May felt like the most useless friend ever. She had hoped that she could talk to Helen today about the terrible business with the Welsh Film Board, but she could see that Helen had her own demons, and she should have realised that more quickly. Alain’s right, May thought, I’m rubbish at empathising. I have Alain at home, and Helen hasn’t got anyone, and I’m still putting myself first.

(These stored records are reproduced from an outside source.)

PR #924, opened 2024-07-26
Provide the ability to use the "pulp/api"

bklvsky:
- Created `/package_info` endpoint
- Added rate limiting to the endpoint

Resolves: https://cloudlinux.atlassian.net/browse/ALBS-1221

### DIFF
--- a/alws/routers/package_info.py
+++ b/alws/routers/package_info.py
@@ -18,16 +18,13 @@ public_router = APIRouter(
     dependencies=[Depends(RateLimiter(times=5, seconds=1))],
     response_model=List[package_info_shema.PackageInfo],
 )
-async def get_change_log(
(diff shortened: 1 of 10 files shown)


Korulag (approved):

alws/routers/package_info.py
```diff
@@ -0,0 +1,43 @@
...
+        include_fields=[
+            "name",
+            "version",
+            "release",
+            "arch",
+            "changelogs",
+        ],
+        name=package_name,
+    )
+    if release_version:
```
soksanichenko, line 38: Better use obvious condition/behavior/etc.
`release_version is not None`

soksanichenko (changes requested):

‘It’s probably nothing,’ Helen said, ‘and I hope it’s OK for me to go on about it, but I’m worried. I think Frank has been hanging around. My ex, daddy dearest. I haven’t actually seen him, but, oh, I don’t know, it could be my hormonal brain playing tricks on me, I’m not sure. Only there seem to be little clues all the time, tiny things. So small that I’m never sure if I’m just imagining them. Flyers in the hallway of my flats, for a pizza place we went to together. But thousands of flyers, and yes, they could have been dumped, before you say it. But it’s a coincidence, you have to admit. And there’s also the flat itself.’

‘What?’ said May. ‘Has he got into the flat? Surely not, Helen, oh no. How? What do you mean?’

‘It’s honestly probably nothing,’ Helen said, ‘and I’ll scare both of us if I keep going on about it.’

‘Don’t worry about me,’ said May, ‘I’m not the one who has to live with it. It’s you I’m worried about. And, for the record, I’ve always been a scaredy cat, my mum used to say I was frightened of my own shadow. You’re much braver than me, honestly.’

May shifted in her chair. The truth was, the idea of her brave, strong friend Helen being terrified was terrifying all by itself, whatever the reason.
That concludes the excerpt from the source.